WHAT YOU SHOULD DO = Using the word "believe" as the filter, copy each matching line from the records.

═════ DATASET EXCERPTS ═════

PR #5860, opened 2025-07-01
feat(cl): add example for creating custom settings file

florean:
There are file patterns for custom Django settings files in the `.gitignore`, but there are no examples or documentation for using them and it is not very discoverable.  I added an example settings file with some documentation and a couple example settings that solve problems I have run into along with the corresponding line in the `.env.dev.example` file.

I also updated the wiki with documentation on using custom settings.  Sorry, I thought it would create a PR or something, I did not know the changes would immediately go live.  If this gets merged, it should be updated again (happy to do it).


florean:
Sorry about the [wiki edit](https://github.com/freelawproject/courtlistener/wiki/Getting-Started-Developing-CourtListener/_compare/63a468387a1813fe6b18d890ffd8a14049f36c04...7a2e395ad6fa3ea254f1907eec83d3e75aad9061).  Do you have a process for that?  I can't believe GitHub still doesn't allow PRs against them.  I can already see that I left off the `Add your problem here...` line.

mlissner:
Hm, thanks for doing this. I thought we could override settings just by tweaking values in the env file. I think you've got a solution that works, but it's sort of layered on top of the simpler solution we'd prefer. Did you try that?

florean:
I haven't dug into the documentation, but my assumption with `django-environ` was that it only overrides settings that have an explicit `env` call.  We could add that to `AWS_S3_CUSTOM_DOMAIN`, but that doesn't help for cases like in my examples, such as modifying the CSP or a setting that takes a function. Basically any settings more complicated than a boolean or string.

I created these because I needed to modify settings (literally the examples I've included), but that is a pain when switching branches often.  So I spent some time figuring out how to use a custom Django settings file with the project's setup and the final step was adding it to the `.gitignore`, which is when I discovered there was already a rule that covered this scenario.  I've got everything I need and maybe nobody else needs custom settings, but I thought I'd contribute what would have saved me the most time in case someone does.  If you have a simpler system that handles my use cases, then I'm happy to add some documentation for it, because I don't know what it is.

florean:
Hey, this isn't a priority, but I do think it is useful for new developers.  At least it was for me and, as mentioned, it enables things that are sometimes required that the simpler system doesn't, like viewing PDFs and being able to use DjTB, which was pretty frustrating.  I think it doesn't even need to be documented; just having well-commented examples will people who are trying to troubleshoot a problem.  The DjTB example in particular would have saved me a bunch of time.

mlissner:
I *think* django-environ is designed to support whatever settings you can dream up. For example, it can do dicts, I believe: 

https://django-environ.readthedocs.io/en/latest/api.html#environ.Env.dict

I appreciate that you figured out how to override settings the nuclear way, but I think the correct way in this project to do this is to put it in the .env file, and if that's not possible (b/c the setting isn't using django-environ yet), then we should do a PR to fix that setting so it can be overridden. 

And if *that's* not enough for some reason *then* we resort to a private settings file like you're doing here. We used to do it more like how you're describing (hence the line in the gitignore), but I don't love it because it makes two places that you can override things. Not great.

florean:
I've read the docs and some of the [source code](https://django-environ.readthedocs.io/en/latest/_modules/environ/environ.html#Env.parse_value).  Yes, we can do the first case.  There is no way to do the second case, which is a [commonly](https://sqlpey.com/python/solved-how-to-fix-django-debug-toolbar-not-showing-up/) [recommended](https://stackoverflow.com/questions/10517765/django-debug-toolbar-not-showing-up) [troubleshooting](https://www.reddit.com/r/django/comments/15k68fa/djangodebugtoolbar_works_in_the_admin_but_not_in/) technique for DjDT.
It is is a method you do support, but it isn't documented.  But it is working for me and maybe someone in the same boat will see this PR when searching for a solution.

═════

REPLY TO THE EXERCISE =
Sorry about the [wiki edit](https://github.com/freelawproject/courtlistener/wiki/Getting-Started-Developing-CourtListener/_compare/63a468387a1813fe6b18d890ffd8a14049f36c04...7a2e395ad6fa3ea254f1907eec83d3e75aad9061).  Do you have a process for that?  I can't believe GitHub still doesn't allow PRs against them.  I can already see that I left off the `Add your problem here...` line.
I *think* django-environ is designed to support whatever settings you can dream up. For example, it can do dicts, I believe: 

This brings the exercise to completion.